THE TASK -
Go line by line through the records below. Copy whichever lines contain the string "Optional".

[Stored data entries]
*****
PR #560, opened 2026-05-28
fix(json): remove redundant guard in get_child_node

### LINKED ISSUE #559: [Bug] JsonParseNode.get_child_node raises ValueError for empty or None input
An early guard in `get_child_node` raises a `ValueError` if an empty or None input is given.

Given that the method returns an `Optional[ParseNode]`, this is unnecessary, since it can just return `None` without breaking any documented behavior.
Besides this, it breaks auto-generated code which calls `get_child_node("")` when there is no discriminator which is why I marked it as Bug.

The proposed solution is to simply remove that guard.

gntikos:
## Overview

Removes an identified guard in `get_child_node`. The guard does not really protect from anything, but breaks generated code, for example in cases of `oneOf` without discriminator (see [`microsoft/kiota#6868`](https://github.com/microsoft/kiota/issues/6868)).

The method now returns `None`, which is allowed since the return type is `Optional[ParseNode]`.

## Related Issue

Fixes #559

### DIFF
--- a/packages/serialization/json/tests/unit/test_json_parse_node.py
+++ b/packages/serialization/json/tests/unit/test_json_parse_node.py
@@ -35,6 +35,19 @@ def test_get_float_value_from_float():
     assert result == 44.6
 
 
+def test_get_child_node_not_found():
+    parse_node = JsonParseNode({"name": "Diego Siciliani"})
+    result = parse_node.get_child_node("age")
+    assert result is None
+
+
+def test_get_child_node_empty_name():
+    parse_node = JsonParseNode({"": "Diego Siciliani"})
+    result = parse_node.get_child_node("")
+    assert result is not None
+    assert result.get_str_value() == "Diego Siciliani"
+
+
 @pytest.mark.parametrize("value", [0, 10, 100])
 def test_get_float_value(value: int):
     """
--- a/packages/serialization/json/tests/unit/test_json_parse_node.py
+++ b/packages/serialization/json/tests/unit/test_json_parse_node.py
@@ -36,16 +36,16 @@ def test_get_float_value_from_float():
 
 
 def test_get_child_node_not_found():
*****
REPLY TO THE EXERCISE -
Given that the method returns an `Optional[ParseNode]`, this is unnecessary, since it can just return `None` without breaking any documented behavior.
The method now returns `None`, which is allowed since the return type is `Optional[ParseNode]`.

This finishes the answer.